Highest point
- Elevation: 910 m (2,990 ft)
- Coordinates: 30°39′10.8″N 34°01′43.9″E﻿ / ﻿30.653000°N 34.028861°E

Naming
- Language of name: Arabic

Geography
- Location: North Sinai Governorate, Egypt

= Mount Helal =

Mountain in North Sinai Governorate, Egypt

Jabal al-Halāl (Arabic:جبل الحلال) is a mountain in the North Sinai Governorate of Egypt. At 910 meters above sea level, it is the highest mountain of the Khashm ar-Rih range.

==History==

The mountain is located 60 km south of al-Arish. It was named "Halal" because of the camels and sheep that used to graze around the mountain. The residents of the mountain are the Tarabin and Tiyaha tribes. The mountain has long been a refuge of smugglers and bandits and has been described as 'controlled by Bedouin outlaws'. According to Ibrahim Hammad, the Bedouin chief of Bir al-Abed, "This mountain is like a ghost area. It hasn't been attacked by outsiders even in the worst security conditions." The area has many land mines.

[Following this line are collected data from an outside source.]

PR #131, opened 2015-05-15
47171 datastore manager test fixes

ricellis:
*What*
Fix DatastoreManagerTest

*Why*
Some DatastoreManagerTest  test cases do not pass on Windows.

*How*
Ensure that Datastores opened by the test cases "list5Datastores" and "listDatastoresWithSlashes" are closed at the end of the tests before the tear down deletion.
Set a path location as read only for the DatastoreManager non-writeable location test instead of assuming that the root location is non writeable.

*Testing*
This is an existing test class.

reviewer @rhyshort 
reviewer @tomblench

### DIFF
--- a/sync-core/src/test/java/com/cloudant/sync/datastore/DatastoreManagerTest.java
+++ b/sync-core/src/test/java/com/cloudant/sync/datastore/DatastoreManagerTest.java
@@ -1,11 +1,11 @@
 /**
  * Copyright (c) 2013 Cloudant, Inc. All rights reserved.
- *
+ * <p/>
  * Licensed under the Apache License, Version 2.0 (the "License"); you may not use this file
  * except in compliance with the License. You may obtain a copy of the License at
- *
+ * <p/>
  * http://www.apache.org/licenses/LICENSE-2.0
- *
+ * <p/>
  * Unless required by applicable law or agreed to in writing, software distributed under the
  * License is distributed on an "AS IS" BASIS, WITHOUT WARRANTIES OR CONDITIONS OF ANY KIND,
  * either express or implied. See the License for the specific language governing permissions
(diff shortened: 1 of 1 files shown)


sync-core/src/test/java/com/cloudant/sync/datastore/DatastoreManagerTest.java
```diff
@@ -142,28 +149,38 @@ public void createDatastoreWithForwardSlashChar() throws Exception {
...
-        List<String> datastores = manager.listAllDatastores();
+        Datastore ds = manager.openDatastore("datastore/mynewdatastore");
+        try {
+            List<String> datastores = manager.listAllDatastores();
 
-        Assert.assertEquals(1, datastores.size());
-        Assert.assertEquals("datastore/mynewdatastore", datastores.get(0));
+            Assert.assertEquals(1, datastores.size());
+            Assert.assertEquals("datastore/mynewdatastore", datastores.get(0));
+        }finally{
```
mikerhodes: Spaces.

ricellis: Applied the code formatter in 14d5a1d

sync-core/src/test/java/com/cloudant/sync/datastore/DatastoreManagerTest.java
```diff
@@ -142,28 +151,38 @@ public void createDatastoreWithForwardSlashChar() throws Exception {
 
     @Test
     public void list5Datastores() throws Exception {
+        List<Datastore> opened = new ArrayList<Datastore>();
 
-        for (int i = 0; i < 5; i++) {
-            manager.openDatastore("datastore" + i);
-        }
+        try {
```
tomblench: Could this be done more concisely (without the `opened` list) by putting the try inside the loop?

ricellis: I don't see how we can nest the try inside the loop because the test needs all 5 datastores to be open before it does its assertions. We also need to ensure we close any already created datastores if we subsequently have a creation failure, so we need to surround the openDatastore with the try anyway. Did you have something specific in mind that I'm missing?

rhyshort:
looks good to me +1

tomblench:
OK +1

PR #132, opened 2015-05-15
47172 close attachment streams

ricellis:
*What*
Close attachment streams after calculating sha1 hash

*Why*
If the file streams are not closed it causes AttachmentNotSavedExceptions on Windows when deletion of the temporary copy is attempted.

*How*
Add finally blocks to close the streams.

*Testing*
Exercised by existing attachment tests.

reviewer @rhyshort 
reviewer @tomblench

### DIFF
--- a/sync-core/src/main/java/com/cloudant/sync/datastore/PreparedAttachment.java
+++ b/sync-core/src/main/java/com/cloudant/sync/datastore/PreparedAttachment.java
@@ -17,6 +17,7 @@ package com.cloudant.sync.datastore;
 import com.cloudant.sync.util.Misc;
 
 import org.apache.commons.io.FileUtils;
+import org.apache.commons.io.IOUtils;
 
 import java.io.File;
 import java.io.FileInputStream;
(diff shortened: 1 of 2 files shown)


sync-core/src/main/java/com/cloudant/sync/datastore/PreparedAttachment.java
```diff
@@ -1,11 +1,11 @@
 /**
  * Copyright (c) 2014 Cloudant, Inc. All rights reserved.
- *
+ * <p/>
```
tomblench: Do we need these para breaks? If we are concerned about how these comments like in javadoc they should probably all be wrapped in a <pre> block or something. The copyright headers probably all need revisiting soon to fix IBM/Cloudant attributions and other small variations.

sync-core/src/test/java/com/cloudant/sync/datastore/AttachmentTest.java
```diff
@@ -42,27 +43,34 @@ public void setAndGetAttachmentsTest() throws Exception {
...
 
-            SavedAttachment savedAtt2 = (SavedAttachment) datastore.attachmentsForRevision(newRevision).get(0);
+            SavedAttachment savedAtt2 = (SavedAttachment) datastore.attachmentsForRevision
+                    (newRevision).get(0);
             Assert.assertArrayEquals(expectedSha1, savedAtt2.key);
         } catch (FileNotFoundException fnfe) {
-            Assert.fail("FileNotFoundException thrown "+fnfe);
+            Assert.fail("FileNotFoundException thrown " + fnfe);
+        } finally {
+            if (fis != null) {
```
tomblench: Can we use `closeQuietly` here like you did before, and then you don't need to do the null check?

tomblench:
Apart from my comments I'm +1 on this, it needs to be done even though java makes the code so much uglier. There's a lot of whitespace changes in this commit which makes it difficult to see what is going on - if you really wanted to apply those changes perhaps they should be in a separate commit?

rhyshort:
+1 once tom's comments are resolved

ricellis:
In 4b6080d I've fixed up the formatting so that it only applied to the changes instead of also formatting the javadoc.
In 4d56f78 I've switched the test class to also use IOUtils.closeQuietly

PR #133, opened 2015-05-15
Fix failing validator test due to clause order

alfinkel:
_What_

When a test runs under certain versions of Java, the test fails due to the order of the actual normalized query object and the expected query object not matching due to query clause ordering.

_Why_

In reality the query objects should be considered as a match regardless of clause order and the test should succeed.

_How_

Change the QueryValidatorTest.normalizesMultiFieldQueryWithTextSearch test to instantiate the query object as a LinkedHashMap<String, Object> rather than a HashMap<String, Object>.  This will impose an order and will allow the comparison to the expected query which also is a LinkedHashMap to be successful.

reviewer @rhyshort 
reviewer @emlaver 

BugId: 47177


rhyshort:
+1

emlaver:
+1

It is thought by some, including Claude Scudamore Jarvis, to be the biblical Mount Sinai.

The perception of the mountain as a notorious hideout for terrorists began in 2004 after the 2004 Sinai bombings. Between 2004 and 2005, the Egyptian Armed Forces conducted months-long security operations here. In 2012, the Egyptian Armed Forces launched "Operation Eagle" in another attempt to root out militants hiding on the mountain after the August 2012 Sinai attack.

In March/April 2017, the Egyptian Armed Forces conducted a third security operation named 'Torrent 5' in which they claimed to have cleared the mountain of terrorist hideouts.